Zenana Book Club

Fay Weldon

Fay Weldon

Fay Weldon was born in Worcester, England in 1931 (or 1933). Her father was a doctor and her mother was a writer of commercial fiction under the pen name "Pearl Bellairs." Her parents divorced when she was five, after which her family moved to New Zealand. She lived with her mother, sister and grandmother until she started college and, as a result, grew up believing "the world was peopled by females.

She returned to England with her mother and studied economics and psychology at the University of St Andrews in Scotland.

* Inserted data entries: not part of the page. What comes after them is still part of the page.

PR #4953, opened 2026-07-01
Allow long-read Giraffe to take self-loops/reversals between seeds

faithokamoto:
## Changelog Entry

 * Allow long-read Giraffe (`-b hifi` / `-b r10`) to take self-loops/reversals between seeds

## Description

PR'ing this since I don't see any more how to get it to work better. It decreases the number of incorrectly mapped reads, at least.

Notable changes:
- Snarl or node levels in zipcodes now store whether it is possible to self-loop back as two bools bit-packed into metadata fields.
    - For a forward reversal, that means leave in the forward direction, then go back and enter the same bit in the reverse direction. Reverse is opposite.
    - Old zipcodes are compatible with the new code. The new algorithm will assume that they have no reversals
- Ziptrees store reversals using a `LOOP` item.
    - Effort is made to de-duplicate `LOOP`s as much as possible.
    - During traversal, whenever we hit into a `LOOP` we save a position using the new `S_TAKE_LOOP` state. When we reload this position we immediately take the loop by turning around and then keep going.
    - Simple best-so-far memorization is used for LOOP positions to avoid infinite bouncing back between each other.
- Graph distances between seeds are saved from chaining and are propagated all the way through to setting up base-level alignment.
- We can extract a connecting graph even if it requires traversing one of the end nodes in both directions (i.e. taking a loop). Before we forced all end nodes to become tips. That prevented taking loops through an end now. Now if necessary a copy of an end node is made and then only one copy is made into a tip.


src/algorithms/chain_items.hpp
```diff
@@ -415,12 +420,28 @@ struct ChainScoringScheme {
...
+    // The index of the item
+    size_t index;
+    // The graph distance from the previous thing
+    // std::numeric_limits<size_t>::max() if the first thing
+    // or otherwise unknown (e.g. gapless extension anchors)
+    size_t graph_distance;
+
+    TracedItem (size_t idx, size_t graph_dist) : index(idx), graph_distance(graph_dist) {}
+    TracedItem (size_t idx) : index(idx), graph_distance(std::numeric_limits<size_t>::max()) {}
+};
```
adamnovak: What does "traced" mean here?

For `TracedScore`, I meant "traced" to mean that, in addition to the score value, we knew where the score came from and could "trace" it back.

That's not really what's going on here.

src/algorithms/chain_items.hpp
```diff
@@ -291,8 +291,11 @@ class Anchor {
...
 ostream& operator<<(ostream& out, const Anchor& anchor);
 
-// For doing scores with backtracing, we use this type, which is a
-// score and a number for the place we came from to get it.
+// For doing scores with backtracing, we use this type, which is
+// - a score
+// - a number for the place we came from to get it
+// - the graph distance from that point (ignored for comparison purposes
+//   as it's just an annotation for later lookup, not part of the tracing)
 class TracedScore {
```
adamnovak, line 299: I don't know that we want to just list the fields it has, and this is still missing the recombination info.

I think this isn't *really* a traced score anymore; it's a chaining DP table cell entry and it holds a bunch of information that we need to bring through the DP in addition to the score and the traceback pointer.

src/algorithms/chain_items.hpp
```diff
@@ -436,14 +457,6 @@ struct ChainWithRec {
     std::vector<std::pair<size_t, size_t>> rec_intervals;
 };
```
adamnovak, line 453: Looking at this as a whole, it's weird that we would store the graph distances in with the anchors. It makes sense that we might tack them onto here to avoid recomputing them later or having to fill in a big map of them just to look them up again. But they should probably be their own field on here.

It's also weird that it includes a bunch of data about the chain, but only `Rec` makes it into the name.

src/algorithms/chain_items.hpp
```diff
@@ -562,11 +575,11 @@ TracedScore chain_items_dp(vector<TracedScore>& chain_scores,
  *  won't be possible to recombine two tracebacks to get a higher score; no
  *  edges followed between items will ever need to be cut.
  */
-vector<pair<vector<size_t>, int>> chain_items_traceback(const vector<TracedScore>& chain_scores,
-                                                        const VectorView<Anchor>& to_chain,
-                                                        const TracedScore& best_past_ending_score_ever,
-                                                        const ChainScoringScheme& scheme = ChainScoringScheme(),
-                                                        size_t max_tracebacks = 1);
+vector<pair<vector<TracedItem>, int>> chain_items_traceback(const vector<TracedScore>& chain_scores,
```
adamnovak: Probably we should change this from `vector, penalty` pairs to just whole `ChainWithRec`s, and move the penalty-to-score conversion into this function.

Or, if we don't want unset fields we could invent a new `Chain` type that doesn't have the recombination fields that `find_best_chains()` populates. Then we make `ChainWithRec` extend it to add those fields, and `find_best_chains()` becomes copying all the chains from the base to the derived class and filling in the recombination-related parameters.

src/algorithms/extract_connecting_graph.hpp
```diff
@@ -47,12 +47,15 @@ namespace algorithms {
     ///
     /// Returns: a map from node ids in the extracted graph to the node ids in
     /// the original graph. The map and the graph will have the same number of
-    /// entries.
+    /// entries, plus two if track_new_ids is used:
+    ///   * -std::numeric_limits<id_t>::max() -> pos_1's new edge node ID
+    ///   * std::numeric_limits<id_t>::max() -> pos_2's new edge node ID
```
adamnovak: These aren't just weird keys but also are new-graph values in a map that's meant to map to original-graph values.

Instead of having an optional boolean for whether to include these, I would have an optional pointer or pointers, defaulting to null, of where and where to write these. Maybe `nid_t* tip1 = nullptr, nid_t* tip2 = nullptr`.

Then instead of smuggling them through and fishing them out of the map, they can have their own channel.

src/algorithms/extract_connecting_graph.hpp
adamnovak: Aren't we changing the semantics here? Or should we explain the subtlety that was overlooked before?

src/algorithms/extract_extending_graph.hpp
```diff
@@ -33,8 +33,12 @@ namespace algorithms {
     ///  pos                     extend from this position
     ///  backward                extend in this direction
     ///  preserve_cycles_on_src  if necessary, duplicate starting node to preserve cycles after cutting it
+    /// Returns: a map from node ids in the extracted graph to the node ids in
+    /// the original graph. The map and the graph will have the same number of
+    /// entries, plus one if track_new_id is used:
+    ///   std::numeric_limits<id_t>::max() -> pos's new edge node ID
     unordered_map<id_t, id_t> extract_extending_graph(const HandleGraph* source, DeletableHandleGraph* into, int64_t max_dist, pos_t pos,
-                                                      bool backward, bool preserve_cycles_on_src_node);
+                                                      bool backward, bool preserve_cycles_on_src_node, bool track_new_id = false);
```
adamnovak: Similarly I think here we should use a pointer to a place to optionally write the ID instead of hiding it in the map.

src/minimizer_mapper_from_chains.cpp
```diff
@@ -251,42 +251,42 @@ void MinimizerMapper::dump_debug_chains(const ZipCodeForest& zip_code_forest,
...
                             seedpos.field("");
                             seedpos.field("");
-                            seedpos.field(seed_num);
+                            seedpos.field(seed_num.index);
                             std::stringstream ss;
-                            ss << seed_anchors.at(seed_num);
+                            ss << seed_anchors.at(seed_num.index);
                             seedpos.field(ss.str());
                         }
                     }
```
adamnovak, line 292: This whole section is currently using vectors of seeds that *don't* represent chains, and so it shouldn't be using the new chain types.

src/minimizer_mapper_from_chains.cpp
```diff
@@ -299,10 +299,10 @@ void MinimizerMapper::dump_debug_chains(const ZipCodeForest& zip_code_forest,
             const std::string& marker = kv.first;
             for (size_t run_number = 0; run_number < kv.second.size(); run_number++) {
                 // For each run of seeds in it
-                const std::vector<size_t>& included_seeds = kv.second[run_number];
+                const std::vector<algorithms::TracedItem>& included_seeds = kv.second[run_number];
                 for (size_t idx = 0; idx < included_seeds.size(); ++idx) {
                     // For each seed in the run (index-based so we can consult chain flags)
-                    size_t seed_num = included_seeds[idx];
+                    size_t seed_num = included_seeds[idx].index;
```
adamnovak: These are also working with collections of seeds that aren't chains.

src/minimizer_mapper_from_chains.cpp
```diff
@@ -1196,7 +1196,7 @@ vector<Alignment> MinimizerMapper::map_from_chains(Alignment& aln) {
 void MinimizerMapper::do_chaining_on_trees(const Alignment& aln, const ZipCodeForest& zip_code_forest,
     const std::vector<Seed>& seeds, const VectorView<MinimizerMapper::Minimizer>& minimizers,
     const vector<algorithms::Anchor>& seed_anchors,
-    std::vector<std::vector<size_t>>& chains, std::vector<std::vector<bool>>& chain_rec_flags,
+    std::vector<std::vector<algorithms::TracedItem>>& chains, std::vector<std::vector<bool>>& chain_rec_flags,
```
adamnovak: Here we're using `TracedItem` pretty far from `algorithms/chain_items.hpp`, and with slightly different semantics. Here the index refers into seed space, not into anchor space for the chaining problem like when used in the chaining module.

This makes it hard to have a good comment on `TracedItem`'s `index` field that says how to interpret it; it would really want to say that sometimes these are anchor indexes in a chaining problem but in other contexts the indexes are seed indexes.

I feel like this should be a different type, especially since I'm hoping we could get rid of `TracedItem` in the chaining module.

src/minimizer_mapper_from_chains.cpp
```diff
@@ -2846,11 +2867,15 @@ Alignment MinimizerMapper::find_chain_alignment(
...
-                            cerr << log_name() << "Not bothering to skip to " << *skip_to_it 
+                            cerr << log_name() << "Not bothering to skip to " << (*skip_to_it).index
                                  << " because total gaps are only " << gap_lengths << endl;
                         }
                     }
 #endif
+                    total_graph_distance = (*next_it).graph_distance;
+                    if (total_graph_distance == std::numeric_limits<size_t>::max()) {
+                        total_graph_distance = algorithms::get_graph_distance(*here, *next, *distance_index, gbwt_graph);
+                    }
```
adamnovak: This little pattern around `get_graph_distance()` is being added 3 times. Maybe `get_graph_distance()` could itself take an optional precomputed hint distance and include the logic to maybe use it?

src/minimizer_mapper_from_chains.cpp
```diff
@@ -3368,118 +3427,44 @@ void MinimizerMapper::with_dagified_local_graph(const pos_t& left_anchor, const
             ss << " with max path length of " << max_path_length;
             throw ChainAlignmentFailedError(ss.str());
         }
+        
+        local_left_anchor_id = local_to_base.at(-std::numeric_limits<id_t>::max());
+        local_right_anchor_id = local_to_base.at(std::numeric_limits<id_t>::max());
+        local_to_base.erase(-std::numeric_limits<id_t>::max());
+        local_to_base.erase(std::numeric_limits<id_t>::max());
```
adamnovak: If we used output parameters here we would be able to simplify this map smuggling and just fill in the variables with the call.

src/zip_code.hpp
```diff
@@ -197,9 +197,12 @@ class ZipCode {
...
 
-        // This will be 0 for irregular snarls, 1 for regular, and 2 for non-dag irregular snarls
-        // cyclic snarls will be identical to irregular snarls except for SNARL_IS_REGULAR
-        const static size_t SNARL_IS_REGULAR_OFFSET = 0; 
+        // Ones bit: 0 for irregular snarls, 1 for regular
+        // Twos bit: 0 for non-cyclic snarls, 1 for cyclic snarls
+        // cyclic snarls are identical to irregular snarls except for this bit
+        // Fours bit: 1 for a forward loop < LOOP_DISTANCE_STORAGE_THRESHOLD, 0 otherwise
+        // Eights bit: 1 for a reverse loop < LOOP_DISTANCE_STORAGE_THRESHOLD, 0 otherwise
+        const static size_t SNARL_METADATA_OFFSET = 0;
```
adamnovak: I'm not sure this is more metadata-flavored than e.g. the child count.

Maybe this should be `SNARL_FLAGS_OFFSET`?

src/zip_code.hpp
```diff
@@ -254,6 +263,12 @@ class ZipCode {
         //Return a vector of size_ts that will represent the snarl in the zip code
         snarl_code_t unpack_snarl_code(size_t zipcode_level) const;
 
+        /// Check for a particular bit being set
+        /// Used for the bitpacked SNARL/NODE_METADATA_OFFSET values
+        inline bool bit_is_set(size_t value, size_t bit_position) const {
+            return (value & (1 << bit_position)) != 0;
+        }
```
adamnovak: Instead of this and a bunch of comments like "we're accessing the twos bit which represents blah", we could have a bunch of constants `SNARL_FLAG_IS_REGULAR`, `SNARL_FLAG_FORWARD_LOOP`, etc. defined with the right bit set, and then use `if (zip_value & SNARL_FLAG_FORWARD_LOOP) { ... }`.

src/zip_code_tree.cpp
```diff
@@ -499,9 +581,135 @@ void ZipCodeForest::add_child_to_chain(forest_growing_state_t& forest_state, con
...
+        }
+
+#ifdef DEBUG_ZIP_CODE_TREE
+        cerr << "\tAdding a forward loop of value " << new_loop_value << endl;
+#endif
+        trees[forest_state.active_tree_index].zip_code_tree.back().set_forward_loop_length(new_loop_value);
+        trees[forest_state.active_tree_index].zip_code_tree.emplace_back(ZipCodeTree::LOOP, new_loop_value, false);
+        // Update memory
+        cur_chain.last_forward_loop_index = trees[forest_state.active_tree_index].get_tree_size() - 1;
+        cur_chain.dist_since_forward_loop = 0;
```
adamnovak: I think this is maybe referring to *a* "memory" (of something), but I might find another word for it. To me, if we're talking about "memory" we mean we're working with generic blocks of memory because we're doing memory management, or we have to clear a region of memory in bulk, or something. `Update memory` doesn't mean much in that context.

src/zip_code_tree.hpp
```diff
@@ -559,9 +583,10 @@ class ZipCodeTree {
         bool original_right_to_left;
         /// References to the zip code tree to let us look up distance matrices
         const vector<tree_item_t>* zip_code_tree;
-        /// Best distance for each snarl exit we've seen
-        /// Stored as {snarl start index : (start dist, end dist)}
-        std::unordered_map<size_t, std::pair<size_t, size_t>> best_cyclic_snarl_exits;
+        /// Best distance for each cyclic snarl exit or loop we've seen
+        /// For cyclic snarls: {snarl start index : (start dist, end dist)}
+        /// For loops: {loop index : (right_to_left dist, left_to_right dist)}
+        std::unordered_map<size_t, std::pair<size_t, size_t>> distance_memory;
```
adamnovak: Maybe this should be a "cache"? Is it a cache?

adamnovak (changes requested):
I looked mostly at the chaining changes and not as much at the actual loop logic, but I think there has to be a neater way to bring the graph distances out of chaining than hiding each one in a struct with the index of the seed.

I would add them to what is right now the `ChainWithRec` structure.

That makes them harder to carry through when we translate to chains of seeds and not chains of anchors. But maybe we could have a new structure for that?

Ultimately they really need to be available to `get_graph_distance()` to accelerate it, right? If they're too hard to bring everywhere with the chains, we could try caching them all in a table during chaining and giving the table to `get_graph_distance()`.

src/minimizer_mapper_from_chains.cpp
faithokamoto: swapped back commit 384b54733

src/minimizer_mapper_from_chains.cpp
faithokamoto: swapped back commit 384b54733

src/zip_code_tree.hpp
faithokamoto: renamed to `best_so_far_distance_cache` commit fb6a4ea85

src/zip_code_tree.cpp
faithokamoto: changed to refer to "hints" in commit 2e96d57c3

src/zip_code.hpp
faithokamoto: renamed to that in commit 858348a27

src/zip_code.hpp
faithokamoto: swapped to that format in commit f684ab98d

src/algorithms/extract_connecting_graph.hpp
faithokamoto: no more smuggling (using pointers) as of commit b24676665

src/minimizer_mapper_from_chains.cpp
faithokamoto: no more smuggling (using pointers) as of commit b24676665

src/algorithms/extract_extending_graph.hpp
faithokamoto: no more smuggling (using pointers) as of commit b24676665

src/algorithms/extract_connecting_graph.hpp
faithokamoto: documented in commit 3c01571a9

src/minimizer_mapper_from_chains.cpp
faithokamoto: done in commit 3ba5d6580

src/algorithms/chain_items.hpp
faithokamoto: handled in commit b0b8fe45a

src/algorithms/chain_items.hpp
faithokamoto: tacked on as mentioned and renamed to `SparseAnchorChain` in commit b0b8fe45a

src/algorithms/chain_items.hpp
faithokamoto: got rid of in commit b0b8fe45a

src/minimizer_mapper_from_chains.cpp
faithokamoto: got rid of in commit b0b8fe45a

src/algorithms/chain_items.hpp
faithokamoto: yeah I did that in commit 43d998421fba952da526f87202987aa7032a5102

Her actual christened name was "Franklin Birkinshaw" (something to do with her mother's interest in numerology) which she feels contributed to her being accepted at St. Andrews and permitted to study economics: the school assumed she was a male student applicant.

In her early twenties she was briefly married to a man more than twenty years her senior. It is not clear whether she had her first son during this marriage or earlier.

Raising her son as a single mother, she looks back on her twenties as times fraught with "odd jobs and hard times." She worked on the problem page of the Daily Mirror and then as a copywriter for the Foreign Office. She then embarked on an extremely successful career as an advertising copywriter becoming famous for her slogan 'Go to work on an egg'.

"Advertising was the only thing I could do in order to earn a decent enough living. . . I did it for about eight years."

She married Roy Weldon in 1962 and had three more sons. She then went through a mid-life crisis: "I was thirty, inadequate and depressed and ignorant, and knew it." She went through psychoanalysis, which gave her the self-knowledge and courage to give up advertising and start writing. Her first novel, The Fat Woman's Joke, was published in 1967, but by then she had already written some fifty plays for radio, stage, or television, the most well-known being Upstairs, Downstairs and her adaptation of Jane Austen's Pride and Prejudice.

For the next 30 years she built a wonderfully successful career, publishing over 20 novels, collections of short stories, television movies, newspaper and magazine articles and becoming a well-known face and voice on the BBC. She and Ron divided their time between bucolic splendour in Somerset and a flat in London.

However, he appears to have been very much like the philandering husbands in her books because, like the plot of one of her novels (Affliction), he left her, refused to speak to her for 2 years and went off with his new-age therapist who had convinced him they were astrologically compatible. The day after their divorce came through in June 1994, Ron dropped dead of a stroke.

Fay subsequently married Nick Fox, a poet 15 years her junior, and her writing and career continue to flourish. They live in Hamptead, London.